Clara always stayed late. The company loved calling her “dedicated,” but she knew the truth — she simply liked empty offices more than crowded ones. Silence helped her focus. No chatter, no meetings, no fake smiles. Just her and the glowing monitor.
Tonight felt different, though. Too quiet. Even the air vents sounded tired. When she finally packed up and headed to the elevator, the floor lights flickered like they were losing confidence.
She pressed the button. The doors opened with a soft chime. Warm lights, clean metal walls — nothing strange there. She stepped inside and hit the lobby. The elevator didn’t move. No drop, no hum, no motion at all. It just stalled in place like it was thinking.
Then the screen above the door blinked.
Not “1.”
Not “L.”
But a number she’d never seen before:
–3
Her building only went down to –1.
The elevator doors slid shut on their own before she could step out.
The motion came all at once — a fast, heavy drop, like the cable wanted to snap. Clara grabbed the rail, heart pounding. The elevator lights dimmed, then warmed into an orange tint she didn’t recognize.

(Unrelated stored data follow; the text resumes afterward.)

PR #186, opened 2017-04-19
pk-main: segfault when config file is not found.

jcfaracco:

See for more details:

conf_filename is NULL and inside that function the `assert()` fails:

    $ sudo packagekitd

    Segmentation fault

This commits fixes this problem with a NULL check and change some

She felt it slowing down long before it should’ve.
Thirty seconds, maybe more.
Way too long for two floors.
When the doors opened, her stomach tightened.
A hallway stretched out, concrete walls damp with moisture. No signs. No exit lights. Just one flickering bulb far down the corridor.
She stepped out because staying inside felt worse.
Her footsteps echoed in a way they shouldn’t have — too delayed, too soft, like the hall swallowed the sound. She reached the end of the corridor and found a single door. Old. Rusted. Scratched from the inside.
She pushed it slightly.
Just enough to peek.
Just enough to regret it instantly.
Inside was her office.
Same desk. Same chair.
Except everything was covered in dust, as if it had been abandoned for years. Papers on the floor. Coffee mug cracked. Monitor smashed.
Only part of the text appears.